I am attracted to it for three reasons. The main interest in some of the works I just mentioned is their historical nature: it made it possible for me to understand how people actually experienced the main political events that have formed today’s Korea (end of Japanese occupation, the Korean War in 1950-1953, and the clashes in April 1960 and June 1987). They also appealed to me from a social perspective: those stories helped me to discover and understand the permanency of some special features of traditional life in the soul of today’s Korean people, which is often quite different from how I had been formed by my origins. So there is both a source of information and an exotic charm to it.

But the main appeal to me is their purely aesthetic value. As I am first and foremost a belles lettres lover and a literary critic, what I notice most is of course the quality of the writing (i.e., what is new and different concerning the form, compared to the other cultures I know, in the West as well as in the great texts of the Far East).

On the one hand, I appreciate a certain kind of sensibility, which is quite specific and appears both in the literature and in the cinema (the latter being much better known in the West). I would describe it as the cleaving of two adjectives: extreme and contrasting. Flowers and violence, subtlety and realism, delicacy and rigidity, usually both at the same time. An ancestral cult of discretion makes it so that the tension between the opposites should never become visible, and indeed remain almost imperceptible. Whether you like it or not is a matter of personal taste.

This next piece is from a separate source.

PR #209, opened 2021-09-17
Fixed rare cloning bugs

Koeng101:
I fixed 2 rare cloning bugs:

1. In the case of an infinite cloning loop, return the last fragment of the loop. This should allow users to figure out which fragment is ineffective in their sequence. It also returns the "most likely" cloned seqeuence.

On the other hand, I can notice that in today’s Korea, the quest or new literary expressions seems very promising and other literatures in the world would gain by getting to know it. I mentioned the name of Yi In-seong, who keeps inventing new writing techniques that ensure an exploration of the memory and the true feeling of things, in a deeper, stronger, and more accurate way than Marcel Proust, James Joyce, and Claude Simon did in their time. By age he belongs to the generation of avant-garde writers already acknowledged in the literary circle, but I could also mention younger writers whose daring work really impressed me. For the record: Kim Kyung-wook has a sense of humor that renews Kafka’s in a sharper tone; Pyun Hye-young doesn’t hesitate to present a totally squalid world in a very violent style; Han Yujoo expresses with a vague and disjointed language the conscience fluctuating when confronted by an unstable reality… All of this goes far beyond the present European modernity. I am full of admiration and therefore I try to share my enthusiasm through my translations.

 

 by Jean Bellemikn-Noël

 

 

* French Professor Jean Bellemin-Noël, taught for 40 years in Paris (Sorbonne, then Paris 8 University) and worked as a critic. He is the author of 20 books about French and European literature and of Shock and Sympathy (Seoul, Moonji, 2010). He also translated in French two German novels and, with Choe Ae-young, three Korean books. His French translation of an anthology of short stories, La terre des ancêtres by Lim Chul-woo, is to be published in the near future.